WORK REQUIRED: Look through the listing below and give the number of lines that hold "pulled". Say nothing more.

INPUT DATA:
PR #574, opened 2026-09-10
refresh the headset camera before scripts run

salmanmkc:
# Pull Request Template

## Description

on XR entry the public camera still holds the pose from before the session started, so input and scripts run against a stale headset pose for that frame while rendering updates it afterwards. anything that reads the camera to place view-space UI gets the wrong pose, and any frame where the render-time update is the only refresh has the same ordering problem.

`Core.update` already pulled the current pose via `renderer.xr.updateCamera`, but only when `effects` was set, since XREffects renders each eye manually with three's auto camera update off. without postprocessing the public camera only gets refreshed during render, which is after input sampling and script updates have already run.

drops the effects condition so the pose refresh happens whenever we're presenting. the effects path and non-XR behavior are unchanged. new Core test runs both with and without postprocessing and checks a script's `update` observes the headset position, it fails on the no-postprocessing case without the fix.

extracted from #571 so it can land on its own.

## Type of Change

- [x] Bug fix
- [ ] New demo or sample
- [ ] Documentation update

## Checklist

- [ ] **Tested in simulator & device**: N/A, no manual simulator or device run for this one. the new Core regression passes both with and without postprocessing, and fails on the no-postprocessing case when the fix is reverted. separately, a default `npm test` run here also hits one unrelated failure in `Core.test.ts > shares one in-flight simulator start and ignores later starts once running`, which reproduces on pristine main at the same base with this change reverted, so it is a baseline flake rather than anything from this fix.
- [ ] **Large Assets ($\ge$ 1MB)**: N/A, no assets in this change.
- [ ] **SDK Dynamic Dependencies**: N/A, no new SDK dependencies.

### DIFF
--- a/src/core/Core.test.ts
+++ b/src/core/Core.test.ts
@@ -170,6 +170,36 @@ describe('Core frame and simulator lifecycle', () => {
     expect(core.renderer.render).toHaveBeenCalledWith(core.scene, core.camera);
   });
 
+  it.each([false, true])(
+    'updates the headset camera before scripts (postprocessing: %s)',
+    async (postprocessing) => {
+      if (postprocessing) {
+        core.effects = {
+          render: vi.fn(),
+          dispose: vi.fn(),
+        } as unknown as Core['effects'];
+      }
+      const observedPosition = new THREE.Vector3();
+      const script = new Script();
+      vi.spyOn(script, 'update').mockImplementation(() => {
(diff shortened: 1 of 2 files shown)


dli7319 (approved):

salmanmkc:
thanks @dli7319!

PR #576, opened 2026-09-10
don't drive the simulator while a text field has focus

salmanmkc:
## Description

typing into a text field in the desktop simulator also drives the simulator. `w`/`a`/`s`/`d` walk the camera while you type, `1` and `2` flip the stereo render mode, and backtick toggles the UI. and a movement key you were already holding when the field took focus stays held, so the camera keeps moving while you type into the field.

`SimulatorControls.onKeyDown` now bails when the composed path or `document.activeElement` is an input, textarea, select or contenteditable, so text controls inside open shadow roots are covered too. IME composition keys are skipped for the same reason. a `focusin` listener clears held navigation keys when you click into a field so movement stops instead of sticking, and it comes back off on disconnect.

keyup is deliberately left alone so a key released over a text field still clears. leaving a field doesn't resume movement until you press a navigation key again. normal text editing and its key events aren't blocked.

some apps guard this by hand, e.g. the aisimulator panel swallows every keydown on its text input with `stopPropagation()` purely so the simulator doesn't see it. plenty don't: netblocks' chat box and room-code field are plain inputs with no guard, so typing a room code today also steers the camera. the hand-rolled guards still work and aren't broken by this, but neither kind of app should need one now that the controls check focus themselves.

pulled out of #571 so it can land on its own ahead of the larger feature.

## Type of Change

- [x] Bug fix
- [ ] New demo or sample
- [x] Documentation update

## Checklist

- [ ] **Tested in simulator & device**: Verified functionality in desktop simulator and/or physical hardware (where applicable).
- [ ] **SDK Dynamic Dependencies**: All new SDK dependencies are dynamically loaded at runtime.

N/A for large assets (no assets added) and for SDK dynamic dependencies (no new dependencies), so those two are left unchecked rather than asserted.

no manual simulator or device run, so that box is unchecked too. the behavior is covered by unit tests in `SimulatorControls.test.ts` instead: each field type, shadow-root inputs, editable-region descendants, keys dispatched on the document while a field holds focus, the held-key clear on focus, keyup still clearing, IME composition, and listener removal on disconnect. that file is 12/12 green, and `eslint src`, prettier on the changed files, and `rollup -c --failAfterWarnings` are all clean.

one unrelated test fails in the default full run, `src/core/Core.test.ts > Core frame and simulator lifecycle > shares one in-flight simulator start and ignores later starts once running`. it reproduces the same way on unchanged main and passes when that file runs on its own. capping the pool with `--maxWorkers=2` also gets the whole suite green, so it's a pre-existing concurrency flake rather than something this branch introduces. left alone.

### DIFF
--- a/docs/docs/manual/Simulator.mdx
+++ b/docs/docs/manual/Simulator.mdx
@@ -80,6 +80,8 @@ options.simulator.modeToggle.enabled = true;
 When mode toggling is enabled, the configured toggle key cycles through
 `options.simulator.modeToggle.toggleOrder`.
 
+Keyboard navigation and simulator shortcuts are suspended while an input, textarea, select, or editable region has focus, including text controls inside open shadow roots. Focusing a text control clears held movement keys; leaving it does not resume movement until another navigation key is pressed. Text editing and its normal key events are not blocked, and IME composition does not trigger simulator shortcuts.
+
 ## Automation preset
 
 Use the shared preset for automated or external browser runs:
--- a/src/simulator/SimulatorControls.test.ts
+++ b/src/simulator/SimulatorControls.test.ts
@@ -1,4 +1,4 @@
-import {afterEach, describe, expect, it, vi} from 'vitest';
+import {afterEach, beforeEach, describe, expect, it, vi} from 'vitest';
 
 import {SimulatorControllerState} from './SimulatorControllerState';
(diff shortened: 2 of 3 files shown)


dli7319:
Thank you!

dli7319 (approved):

TASK RESPONSE: 2